Not many pop artists were capable of coming to grips with the AIDS tragedy; they were either mortified or incapacitated by anger – the first step of grief and political activism. But the latter is too obvious for Morrissey who had already agitated for PETA (his glorious anthem "Meat Is Murder" also avoided the usual protest song vulgarity). An ACT-UP anthem wasn't to Morrissey's temperament; his tone is more insinuating and Oscar Wildean sly. That's why "Death of a Disco Dancer" climaxes with clashing piano chords recalling Bowie's "John, I'm Only Dancing," while "Girlfriend" eases into Morrissey's so effective, plaintive mode: "Would you please let me see her!"
He borrows the desperate waiting-room cry of anxious loved ones. "Do you really think she'll pull through?" underscores the implied concern – that's where Marr and producer Stephen Street strike an urgent note with violin strings, not weepy, but hard. It wipes the smirk off sarcasm. Morrissey resumes his feigned distance then, in no-pressure mode, grasps the fateful reality: "Let me whisper my last goodbye/ I know it's serious…"
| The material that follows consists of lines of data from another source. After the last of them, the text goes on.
PR #1787, opened 2017-09-12
Contextual help for edition of routes

desnoes:


asaunier:
@desnoes I will have a look a but later but I already notice something wrong: the fiest 3 commits of this PR have already been merged to master: https://github.com/c2corg/v6_ui/commit/6f952611c5000d0073846f2893b0b54563dedb14
Only the last commit is relevant, right?

I think the problem is that you have reused your old "contextual_help" branch. Which is not correct.
You have to start from an up-to-date copy of the master branch:
```
git checkout master
git pull
```
and then you create a new branch (using another branch name is probably better):
```
git checkout -b routes_contextual_help
```
before adding/committing your changes and pushing the branch to github.

I can fix the PR if you want.

2 other comments:

It's not critical but it would make sense to add intermediary ``route/``, ``xreport/``, ``outings/``, etc. directories in ``https://github.com/c2corg/v6_ui/tree/master/c2corg_ui/static/partials/contexthelp`` instead of having a bunch of ``route-....html``, ``outing-....html`` files directly at the root of the directory. A bit like for the templates: https://github.com/c2corg/v6_ui/tree/master/c2corg_ui/templates
Eg. ``c2corg_ui/static/partials/contexthelp/route-equipment_rating.html`` would be ``c2corg_ui/static/partials/contexthelp/route/equipment_rating.html``

I am a bit concerned by the number of contextual help partials. It's probably not that critical either but we should try to have as less partials (and as small) as possible because all those files are concatenated altogether along with the JS files into a "big" JS file that users download when they first open the site (even though they never open the contextual help contents) => if this built JS file grows to big, the site will become longer to load and browser memory use will increase.
If there are too many contextual help partials, I would recommend to make them served on demand only by a UI: it would mean that when opening the contextual help modal box, a call to the UI would ask for the HTML content to display.

asaunier:
@desnoes I have removed the extra commits and rebased (updated) the branch.
I have also noticed errors in your change and added a fixup commit 72ee7f9
For instance:
* try reusing strings as much as possible, this way we reduce the number of strings to be translated
* avoid adding HTML in the translations. It's OK but this might make translations harder to do for translators with no HTML skills.
* you don't need to use HTML escaping (eg. ``&deg;`` instead of ``°``) since we use HTML5 which does not require an XML syntax (as does XHTML - which we don't use).

If you want to test the updated branch in your computer:
```
git fetch
git reset --hard origin/contextual_help
```
Be careful: the last command makes a "hard reset", which means it fully replaces your current branch by a copy of the "origin/contextual_help" which has been updated from github by the "git fetch" command.

Feel free to merge the PR if my changes are OK for you.

desnoes:
@asaunier : many thanks for your help. I will propose a commit to reorganize files in folders.

asaunier:
@desnoes There are now a bunch of not translated strings in Transifex (230 for French) :P 
By the way I see strings that should probably not be translated. For instance

capture du 2017-09-15 10-38-18

It would make sense that you had a look at the new strings in Transifex and check if there are no duplicates or strings that don't really need to be translated (changes in the contextual help partials are then needed).

desnoes:
@asaunier : you are right!
For the translation, i have stored in an excel file all the traductions retrieved from i18n in V5. I guess this work will be cumbersome but hope it could be done quite fast.
I will check in files if there are unnecessary strings that don't need to be translated.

That last line is beautifully sober – not mawkish or snarky, which are too often styles of adolescent resistance to admitting they have deep, hurtful, embarrassing feelings. "Girlfriend," by design, brings you up short. And Morrissey brings anyone's misjudging of his song craft – even Elvis Costello's – to a halt.
In the music video for "Girlfriend," director Tim Broad and Morrissey rejected a literal interpretation of the song and chose clips from the 1964 film The Leather Boys, a prime example of Morrissey's favored British New Wave kitchen sink realism, this time about a young man (Colin Campbell) who marries too soon and faces doubts about his masculinity, egged-on by his equally immature wife (Rita Tushingham). Her wide-eyed, accusing stare symbolizes the song's feminine pronoun ("her/she") so that the video's images construct postmodern (it was the Eighties, remember?) conflict between genders. The video portrays the friendship and commiseration to which the song is a remarkable testimony.
Few pop songs are about grief, but Morrissey's attempt to acknowledge grief with humor and tenderness is why "Girlfriend in a Coma" is extraordinary.